▼▼▼
PR #2484, opened 2022-06-14
Create musdb handler and tests

skim0514:
Create dataset handler and tests for new dataset. Manually tested and unit tested to test validity. Pre-commit ran for style checks.

### DIFF
--- a/test/torchaudio_unittest/datasets/musdb_hq_test.py
+++ b/test/torchaudio_unittest/datasets/musdb_hq_test.py
@@ -1,0 +1,156 @@
+import os
+
+import torch
+from parameterized import parameterized
+from torchaudio.datasets import musdb_hq
+from torchaudio_unittest.common_utils import (
+    get_whitenoise,
+    save_wav,
+    TempDirMixin,
+    TorchaudioTestCase,
+)
+
+_SOURCE_SETS = [
+    (["bass", "drums", "other", "vocals"],),
+    (["bass", "drums", "other"],),
+    (["bass", "drums", "vocals"],),
+    (["bass", "vocals", "other"],),
+    (["vocals", "drums", "other"],),
+    (["mixture"],),
+]
+
+seed_dict = {
+    "bass": 0,
+    "drums": 1,
+    "other": 2,
+    "mixture": 3,
+    "vocals": 4,
+}
+
+EXT = ".wav"
+
+_VALIDATION_SET = ["0", "1", "2"]
+
+
+def _save_sample(dataset_dir, folder, song, source, sample_rate, seed):
+    # create and save audio samples to corresponding files
+    path = os.path.join(dataset_dir, folder)
+    os.makedirs(path, exist_ok=True)
+    song_path = os.path.join(path, str(song))
+    os.makedirs(song_path, exist_ok=True)
+    source_path = os.path.join(song_path, f"{source}{EXT}")
+
+    data = get_whitenoise(
+        sample_rate=sample_rate,
+        duration=5,
+        n_channels=2,
+        seed=seed,
+    )
+    save_wav(source_path, data, sample_rate)
+
+    sample = (data, sample_rate, song)
+
+    return sample
+
+
+def _get_mocked_samples(dataset_dir, sample_rate):
+    sample_count = 5
+
+    all_samples = {"train": {}, "test": {}}
+
+    folders = ["train", "test"]
+    sources = ["bass", "drums", "other", "mixture", "vocals"]
+
+    curr_idx = 0
+    for folder in folders:
+        for i in range(sample_count):
+            sample_list = []
+            for source in sources:
+                sample = _save_sample(dataset_dir, folder, str(curr_idx), source, sample_rate, seed_dict.get(source))
+                sample_list.append(sample)
+            all_samples[folder][str(curr_idx)] = sample_list
+            curr_idx += 1
+
+    return all_samples
+
+
+def get_mock_dataset(dataset_dir):
+    """
+    dataset_dir: directory to the mocked dataset
+    """
+    os.makedirs(dataset_dir, exist_ok=True)
+    sample_rate = 44100
+
+    return _get_mocked_samples(dataset_dir, sample_rate)
+
+
+class TestMusDB_HQ(TempDirMixin, TorchaudioTestCase):
+    root_dir = None
+    backend = "default"
+
+    train_all_samples = {}
+    train_only_samples = {}
+    validation_samples = {}
+    test_samples = {}
+
+    @classmethod
+    def setUpClass(cls):
+        cls.root_dir = cls.get_base_temp_dir()
+        dataset_dir = os.path.join(cls.root_dir, "musdb18hq")
+        full_dataset = get_mock_dataset(dataset_dir)
+        cls.train_all_samples = full_dataset["train"]
+        cls.test_samples = full_dataset["test"]
+        for key in cls.train_all_samples:
+            if key in _VALIDATION_SET:
+                cls.validation_samples[key] = cls.train_all_samples[key]
+            else:
+                cls.train_only_samples[key] = cls.train_all_samples[key]
+
+    def _test_musdb_hq(self, dataset, data_samples, sources):
+        num_samples = 0
+        for i, (data, sample_rate, name) in enumerate(dataset):
+            self.assertEqual(data, self.extractSources(data_samples[name], sources))
+            assert sample_rate == data_samples[name][0][1]
+            assert name == data_samples[name][0][2]
+            num_samples += 1
+
+        assert num_samples == len(data_samples)
+
+    @parameterized.expand(_SOURCE_SETS)
+    def testMusDBSources_train_all(self, sources):
+        dataset = musdb_hq.MUSDB_HQ(self.root_dir, sources=sources, subset="train")
+        self._test_musdb_hq(dataset, self.train_all_samples, sources)
+
+    @parameterized.expand(_SOURCE_SETS)
+    def testMusDBSources_train_with_validation(self, sources):
+        dataset = musdb_hq.MUSDB_HQ(
+            self.root_dir,
+            sources=sources,
+            subset="train",
+            split="train",
+            validation=_VALIDATION_SET,
+        )
+        self._test_musdb_hq(dataset, self.train_only_samples, sources)
+
+    @parameterized.expand(_SOURCE_SETS)
+    def testMusDBSources_validation(self, sources):
+        dataset = musdb_hq.MUSDB_HQ(
+            self.root_dir,
+            sources=sources,
+            subset="train",
+            split="validation",
+            validation=_VALIDATION_SET,
+        )
+        self._test_musdb_hq(dataset, self.validation_samples, sources)
+
+    @parameterized.expand(_SOURCE_SETS)
+    def testMusDBSources_test(self, sources):
+        dataset = musdb_hq.MUSDB_HQ(
+            self.root_dir,
+            sources=sources,
+            subset="test",
+        )
+        self._test_musdb_hq(dataset, self.test_samples, sources)
+
+    def extractSources(self, samples, sources):
+        return torch.stack([samples[seed_dict[source]][0] for source in sources])
--- a/test/torchaudio_unittest/datasets/musdb_hq_test.py
+++ b/test/torchaudio_unittest/datasets/musdb_hq_test.py
@@ -3,6 +3,7 @@ import os
 import torch
 from parameterized import parameterized
 from torchaudio.datasets import musdb_hq
+from torchaudio.datasets.musdb_hq import _VALIDATION_SET
 from torchaudio_unittest.common_utils import (
     get_whitenoise,
     save_wav,
@@ -11,6 +12,7 @@ from torchaudio_unittest.common_utils import (
 )
 
 _SOURCE_SETS = [
+    (None,),
     (["bass", "drums", "other", "vocals"],),
     (["bass", "drums", "other"],),
     (["bass", "drums", "vocals"],),
@@ -18,7 +20,6 @@ _SOURCE_SETS = [
     (["vocals", "drums", "other"],),
     (["mixture"],),
 ]
-
 seed_dict = {
     "bass": 0,
     "drums": 1,
@@ -26,10 +27,7 @@ seed_dict = {
     "mixture": 3,
     "vocals": 4,
 }
-
 EXT = ".wav"
-
-_VALIDATION_SET = ["0", "1", "2"]
 
 
 def _save_sample(dataset_dir, folder, song, source, sample_rate, seed):
@@ -48,7 +46,7 @@ def _save_sample(dataset_dir, folder, song, source, sample_rate, seed):
     )
     save_wav(source_path, data, sample_rate)
 
-    sample = (data, sample_rate, song)
+    sample = (data, sample_rate, 5 * sample_rate, song)
 
     return sample
 
@@ -63,13 +61,20 @@ def _get_mocked_samples(dataset_dir, sample_rate):
 
     curr_idx = 0
     for folder in folders:
-        for i in range(sample_count):
+        for _ in range(sample_count):
             sample_list = []
             for source in sources:
                 sample = _save_sample(dataset_dir, folder, str(curr_idx), source, sample_rate, seed_dict.get(source))
                 sample_list.append(sample)
             all_samples[folder][str(curr_idx)] = sample_list
             curr_idx += 1
+        if folder == "train":
+            for name in _VALIDATION_SET:
+                sample_list = []
+                for source in sources:
+                    sample = _save_sample(dataset_dir, folder, name, source, sample_rate, seed_dict.get(source))
+                    sample_list.append(sample)
+                all_samples[folder][name] = sample_list
 
     return all_samples
 
@@ -108,10 +113,11 @@ class TestMusDB_HQ(TempDirMixin, TorchaudioTestCase):
 
     def _test_musdb_hq(self, dataset, data_samples, sources):
         num_samples = 0
-        for i, (data, sample_rate, name) in enumerate(dataset):
+        for _, (data, sample_rate, num_frames, name) in enumerate(dataset):
             self.assertEqual(data, self.extractSources(data_samples[name], sources))
             assert sample_rate == data_samples[name][0][1]
-            assert name == data_samples[name][0][2]
+            assert num_frames == data_samples[name][0][2]
+            assert name == data_samples[name][0][3]
             num_samples += 1
 
         assert num_samples == len(data_samples)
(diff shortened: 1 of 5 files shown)


torchaudio/datasets/musdb_hq.py
```diff
@@ -0,0 +1,93 @@
...
+from pathlib import Path
+from typing import Tuple, Union, List, Optional
+
+import torch
+import torchaudio
+from torch import Tensor
+from torch.utils.data import Dataset
+from torchaudio import transforms as T
+
+URL = "https://zenodo.org/record/3338373/files/musdb18hq.zip"
```
mthrok, line 11:
```suggestion
_URL = "https://zenodo.org/record/3338373/files/musdb18hq.zip"
```

torchaudio/datasets/musdb_hq.py
```diff
@@ -0,0 +1,93 @@
...
+EXT = ".wav"
```
mthrok, line 12:
```suggestion
_EXT = ".wav"
```

torchaudio/datasets/musdb_hq.py
```diff
@@ -0,0 +1,93 @@
...
+                )
+            wavs.append(wav)
+
+        stacked = torch.stack(wavs)
+        transform = T.Resample(sample_rate, self.user_samplerate)
+        waveform = transform(stacked)
+
+        return waveform, self.user_samplerate, name
+
+    def metadata_build(self):
```
mthrok, line 68: If this is not a public API, then please prefix the name with underscore. If it is public API, please add docstring.

Also the name of the method is not intuitively clear to me. Assuming it does not build metadata, is it about metadata of how dataset is built?

mthrok (approved):

torchaudio/datasets/musdb_hq.py
```diff
@@ -0,0 +1,93 @@
...
+            if sample_rate is None:
+                sample_rate = new_samplerate
+            elif sample_rate != new_samplerate:
+                raise ValueError(
+                    f"Invalid sample rate for file {file}: " f"expecting {sample_rate} but got {new_samplerate}."
+                )
+            wavs.append(wav)
+
+        stacked = torch.stack(wavs)
+        transform = T.Resample(sample_rate, self.user_samplerate)
```
mthrok, line 63: This constructs resampling kernel every time a sample is fetched from dataset.
Either construct the transform in constructor and cache, or let client code handle the resampling.

mthrok:
accidental approve. please ignore.

torchaudio/datasets/musdb_hq.py
skim0514: Sorry, I kept the old name from the other dataset class, will change

torchaudio/datasets/musdb_hq.py
```diff
@@ -0,0 +1,93 @@
...
+_EXT = ".wav"
+
+
+class MUSDB_HQ(Dataset):
+    def __init__(
+        self,
+        root: Union[str, Path],
+        sources: List[str],
+        subset: str,
+        samplerate: int = 44100,
```
nateanl, line 21:
```suggestion
        sample_rate: int = 44100,
```

torchaudio/datasets/musdb_hq.py
```diff
@@ -0,0 +1,93 @@
...
+
+_URL = "https://zenodo.org/record/3338373/files/musdb18hq.zip"
+_EXT = ".wav"
+
+
+class MUSDB_HQ(Dataset):
+    def __init__(
+        self,
+        root: Union[str, Path],
+        sources: List[str],
```
nateanl, line 19: It' not clear what kind of sources are required for this dataset. Could you give default values, for example, `_SOURCES = ["bass", "drums", "other", "mixture", "vocals"]`?

torchaudio/datasets/musdb_hq.py
```diff
@@ -0,0 +1,93 @@
...
+    def _get_file(self, name, source):
+        return Path(self._path) / name / f"{source}{_EXT}"
+
+    def _load_sample(self, n: int) -> Tuple[torch.Tensor, int, str]:
+        name = self.names[n]
+        wavs = []
+        sample_rate = None
+        for source in self.sources:
+            file = self._get_file(name, source)
+            wav, new_samplerate = torchaudio.load(str(file))
```
nateanl, line 53: Since `sample_rate` is in the argument of initialization, we can name it `sample_rate_file` here and assert it equal to `sellf.sample_rate`.

faroit:
@skim0514 great to have this in torchaudio! @nateanl @mthrok if you want me to review this, let me know!

torchaudio/datasets/musdb_hq.py
```diff
@@ -0,0 +1,93 @@
...
+                continue
+            names.append(name)
+        return names
+
+    def __getitem__(self, n: int) -> Tuple[torch.Tensor, int, str]:
+        """Load the n-th sample from the dataset.
+        Args:
+            n (int): The index of the sample to be loaded
+        Returns:
+            (Tensor, int, str): ``(waveform, sample_rate, file_name)``
```
carolineechen, line 88:
```suggestion
            (Tensor, int, str): ``(waveform, sample_rate, track_name)``
```

torchaudio/datasets/musdb_hq.py
```diff
@@ -0,0 +1,93 @@
...
+import torchaudio
+from torch import Tensor
+from torch.utils.data import Dataset
+from torchaudio import transforms as T
+
+_URL = "https://zenodo.org/record/3338373/files/musdb18hq.zip"
+_EXT = ".wav"
+
+
+class MUSDB_HQ(Dataset):
```
carolineechen, line 15: can you add docstrings here for the input args?

torchaudio/datasets/musdb_hq.py
```diff
@@ -0,0 +1,93 @@
...
+        assert subset in ["test", "train"], "`subset` must be one of ['test', 'train']"
+        assert self.split is None or self.split in [
+            "train",
+            "validation",
+        ], "`split` must be one of ['train', 'validation']"
+        assert (
+            self.split is None and self.validation is None or self.split and self.validation
+        ), "`split` and `validation` must both be None or not be None"
+        self._path = os.path.join(root, basename)
+        self._path = os.path.join(self._path, subset)
```
carolineechen, line 41:
```suggestion
        self._path = os.path.join(root, basename, subset)
```

torchaudio/datasets/musdb_hq.py
```diff
@@ -0,0 +1,93 @@
...
+        self.names = self._collect_songs()
+
+    def _get_file(self, name, source):
+        return Path(self._path) / name / f"{source}{_EXT}"
```
carolineechen, line 45: is `Path` here necessary?

torchaudio/datasets/musdb_hq.py
carolineechen: I think the point of this is to check that all sample rates across the sources within a track are the same, which may not be the same as the desired output sample rate (which is what I imagine the `sample_rate` in init args represents). In that case, I don't actually think we should keep `sample_rate` as an input arg (user can perform resampling on their own using transforms), and this function should just return the original wav, sample_rate, and track_name.

torchaudio/datasets/musdb_hq.py
```diff
@@ -0,0 +1,93 @@
...
+
+    def _load_sample(self, n: int) -> Tuple[torch.Tensor, int, str]:
+        name = self.names[n]
+        wavs = []
+        sample_rate = None
+        for source in self.sources:
+            file = self._get_file(name, source)
+            wav, new_samplerate = torchaudio.load(str(file))
+            if sample_rate is None:
```
carolineechen, line 54: @nateanl the version in demucs also checked for track_length when loading metadata, do you think this is something we should include as well in the return?

nateanl: I thin so. And to make it generalized to all datasets, I have discussed with @leo19941227 and @xiaohui-zhang about supporting `skip_audio` argument in the dataset, which allows users to fetch the metadata (audio length, text transcription, etc) with faster speed.

@leo19941227 Can you open an issue about how you want to fetch the metadata, then we can share the discussion and code design there? Thanks!

mthrok:
> @skim0514 great to have this in torchaudio! @nateanl @mthrok if you want me to review this, let me know!

Sure, please do. We appreciate your perspective as a practitioner.

torchaudio/datasets/musdb_hq.py
nateanl: I see. I prefer leaving the resample function in users' code and return the original sample rate of the dataset. Considering DataLoader fetches data happens in CPU, users may prefer resampling waveforms in collator function which can be in GPU and much faster.
If we make sure all waveforms have the same sample_rate, we can remove the assertion here and return the sample rate directly.

torchaudio/datasets/musdb_hq.py
leo19941227: Oh sure! No problem, will do that soon.

torchaudio/datasets/musdb_hq.py
```diff
@@ -0,0 +1,103 @@
...
+        subset (str): Subset of the dataset to use. Options: [``"train"``, ``"test"``].
+        sources (List[str] or None, optional): Sources extract data from.
+            Options: [``bass``, ``drums``, ``other``, ``mixture``, ``vocals``].
+            If ``None``, dataset consists of tracks except mixture.
+            (default: ``"[``bass``, ``drums``, ``other``, ``vocals``]"``)
+        split (str, optional): Whether to split training set into train and validation set.
+            If None, no splitting occurs. If ``train`` or ``validation``, returns respective set.
+            (default: ``None``)
+        validation (List[str] or None, optional): Tracks which are included in validation set.
+            If ``None``, dataset consists of no tracks in validation set.
```
carolineechen, line 28: I think this is clearer:

```suggestion
        validation (List[str] or None, optional): Tracks included in the validation set, to be used for splitting.
            List must be provided if `split` is provided, or `None` if `split` is not provided.
```

torchaudio/datasets/musdb_hq.py
```diff
@@ -0,0 +1,103 @@
...
+        basename = os.path.basename(_URL)
+        basename = basename.rsplit(".", 2)[0]
+        assert subset in ["test", "train"], "`subset` must be one of ['test', 'train']"
+        assert self.split is None or self.split in [
+            "train",
+            "validation",
+        ], "`split` must be one of ['train', 'validation']"
+        assert (
+            self.split is None and self.validation is None or self.split and self.validation
+        ), "`split` and `validation` must both be None or not be None"
```
carolineechen, line 53:
```suggestion
        ), "`split` and `validation` must both be provided, or both be None"
```

torchaudio/datasets/musdb_hq.py
```diff
@@ -0,0 +1,103 @@
...
+
+    def _load_sample(self, n: int) -> Tuple[torch.Tensor, int, int, str]:
+        name = self.names[n]
+        wavs = []
+        sample_rate = None
+        num_frames = None
+        for source in self.sources:
+            track = self._get_track(name, source)
+            wav, _ = torchaudio.load(str(track))
+            if sample_rate is None:
```
carolineechen, line 68: my suggestion, since `sample_rate` should always match `_SAMPLE_RATE`, would be to do something along the lines of

```
    wav, sr = torchaudio.load(str(track))
    assert sr == _SAMPLE_RATE, f"expected sample rate {_SAMPLE_RATE}, but got {sr}"
    if num_frames is None:
         num_frames = info.num_frames
    else:
         assert info.num_frames == num_frames, "num_frames do not match across sources"
    ...
    return stacked, _SAMPLE_RATE, num_frames, name
```

carolineechen (commented):
I think the dataset implementation looks pretty good -- @nateanl @faroit any additional comments?

torchaudio/datasets/musdb_hq.py
```diff
@@ -0,0 +1,104 @@
...
+        path = Path(self._path)
+        names = []
+        for root, folders, files in os.walk(path, followlinks=True):
+            root = Path(root)
+            if root.name.startswith(".") or folders or root == path:
+                continue
+            name = str(root.relative_to(path))
+            if self.split and name in self.validation:
+                continue
+            names.append(name)
```
adefossez, line 91: adding sort() would make it deterministic

torchaudio/datasets/musdb_hq.py
```diff
@@ -0,0 +1,104 @@
...
+            (default: ``None``)
+    """
+
+    def __init__(
+        self,
+        root: Union[str, Path],
+        subset: str,
+        sources: List[str] = ["bass", "drums", "other", "vocals"],
+        split: Optional[str] = None,
+        validation: Optional[List[str]] = None,
```
adefossez, line 38: I dont think this should be a param, as this is hard to use without detailed knowledge of the dataset. 

One idea: have subset `train` `valid`, `full_train` or `test` and if it is `valid` or `train`, use a hardcoded list of the tracks that I sent. This would make the API mucher simpler.

If a someone still wants a custom split, they can find the indexes in `self.names` and build  a torch data `Subset` with those, but my take is that 99% of the users will use the standard splits.

torchaudio/datasets/musdb_hq.py
```diff
@@ -0,0 +1,104 @@
...
+        return Path(self._path) / name / f"{source}{_EXT}"
+
+    def _load_sample(self, n: int) -> Tuple[torch.Tensor, int, int, str]:
+        name = self.names[n]
+        wavs = []
+        num_frames = None
+        for source in self.sources:
+            track = self._get_track(name, source)
+            wav, sr = torchaudio.load(str(track))
+            info = torchaudio.info(str(track))
```
adefossez, line 67: is that required as `info.num_frames` is always `wav.shape[-1]` ?

torchaudio/datasets/musdb_hq.py
carolineechen: is there some reference that shows that the default valid set [here](https://github.com/sigsep/sigsep-mus-db/blob/master/musdb/configs/mus.yaml#L44) is the standard used for musdb-hq? since the paper only splits it into train/test, having `train` refer to a subset of the train can come up to confusing as me, which is why we created a further split param (which is also what is done in the repo linked above). I do see how it can be annoying to enter the validation list so maybe we could use a better default?

@faroit any thoughts on this?

carolineechen (commented):
some nits for docs

torchaudio/datasets/musdb_hq.py
```diff
@@ -0,0 +1,104 @@
...
+
+
+class MUSDB_HQ(Dataset):
+    """Create *MUSDB_HQ Dataset* [:footcite:`MUSDB18HQ`] Dataset
+
+    Args:
+        root (str or Path): Root directory where the dataset's top level directory is found
+        subset (str): Subset of the dataset to use. Options: [``"train"``, ``"test"``].
+        sources (List[str] or None, optional): Sources extract data from.
+            Options: [``bass``, ``drums``, ``other``, ``mixture``, ``vocals``].
```
carolineechen, line 21: @nateanl wdyt of this wording, any additional suggestion?

```suggestion
        sources (List[str] or None, optional): Sources to extract data from.
            List can contain the following options: [``"bass"``, ``"drums"``, ``"other"``, ``"mixture"``, ``"vocals"``].
```

nateanl: ohh I understand. The sources here mean it can be any combination of these options? 
For example:
["bass", "drums"] is one option, ["mixture", "vocals"] is also an option?

torchaudio/datasets/musdb_hq.py
```diff
@@ -0,0 +1,119 @@
...
+            names.append(name)
+        names.sort()
+        return names
+
+    def __getitem__(self, n: int) -> Tuple[torch.Tensor, int, int, str]:
+        """Load the n-th sample from the dataset.
+        Args:
+            n (int): The index of the sample to be loaded
+        Returns:
+            (Tensor, int, str): ``(waveform, sample_rate, num_frames, track_name)``
```
carolineechen, line 114:
```suggestion
            (Tensor, int, int, str): ``(waveform, sample_rate, num_frames, track_name)``
```

torchaudio/datasets/musdb_hq.py
```diff
@@ -0,0 +1,119 @@
...
+    """
+
+    def __init__(
+        self,
+        root: Union[str, Path],
+        subset: str,
+        sources: List[str] = ["bass", "drums", "other", "vocals"],
+        split: Optional[str] = None,
+        validation: Optional[List[str]] = None,
+        download: bool = False,
```
carolineechen, line 42: can you add docstring for this as well?

carolineechen (approved):
dataset impl looks good and we can merge this version after addressing the last two doc fixes I commented. let's continue discussion on handling train/valid set and follow up on that in a separate PR

torchaudio/datasets/musdb_hq.py
adefossez: The repo linked is the official musdb repository (see https://sigsep.github.io/datasets/musdb.html#tools). However I agree with your point that renaming the train set might be confusing. Then maybe the best is just to follow the musdb API with the extra parameter. The list of validation tracks given in the link should be automatically used though.

test/torchaudio_unittest/datasets/musdb_hq_test.py
```diff
@@ -0,0 +1,164 @@
...
+    for folder in folders:
+        for _ in range(sample_count):
+            sample_list = []
+            for source in sources:
+                sample = _save_sample(dataset_dir, folder, str(curr_idx), source, sample_rate, seed_dict.get(source))
+                sample_list.append(sample)
+            all_samples[folder][str(curr_idx)] = sample_list
+            curr_idx += 1
+        if folder == "train":
+            _VALIDATION_SET.sort()
```
carolineechen, line 74: global variables shouldn't be modified. also this line isn't necessary here since in the dataset, the names are only sorted if the split isn't the valid set

carolineechen (approved):

torchaudio/datasets/musdb_hq.py
```diff
@@ -0,0 +1,129 @@
...
+        for root, folders, _ in os.walk(path, followlinks=True):
+            root = Path(root)
+            if root.name.startswith(".") or folders or root == path:
+                continue
+            name = str(root.relative_to(path))
+            if self.split and name in _VALIDATION_SET:
+                continue
+            names.append(name)
+        names.sort()
+        return names
```
nateanl, line 117: The two lines can be simplified to
```suggestion
        return sorted(names)
```

torchaudio/datasets/musdb_hq.py
```diff
@@ -0,0 +1,129 @@
...
+
+    def __getitem__(self, n: int) -> Tuple[torch.Tensor, int, int, str]:
+        """Load the n-th sample from the dataset.
+        Args:
+            n (int): The index of the sample to be loaded
+        Returns:
+            (Tensor, int, int, str): ``(waveform, sample_rate, num_frames, track_name)``
```
nateanl, line 124:
```suggestion
            (Tensor, int, int, str): ``(waveforms, sample_rate, num_frames, track_name)``
```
▲▲▲
### Assigned task:
Search the records above for "maybe" and copy every line that has it.

### Written answer:
carolineechen: is there some reference that shows that the default valid set [here](https://github.com/sigsep/sigsep-mus-db/blob/master/musdb/configs/mus.yaml#L44) is the standard used for musdb-hq? since the paper only splits it into train/test, having `train` refer to a subset of the train can come up to confusing as me, which is why we created a further split param (which is also what is done in the repo linked above). I do see how it can be annoying to enter the validation list so maybe we could use a better default?
adefossez: The repo linked is the official musdb repository (see https://sigsep.github.io/datasets/musdb.html#tools). However I agree with your point that renaming the train set might be confusing. Then maybe the best is just to follow the musdb API with the extra parameter. The list of validation tracks given in the link should be automatically used though.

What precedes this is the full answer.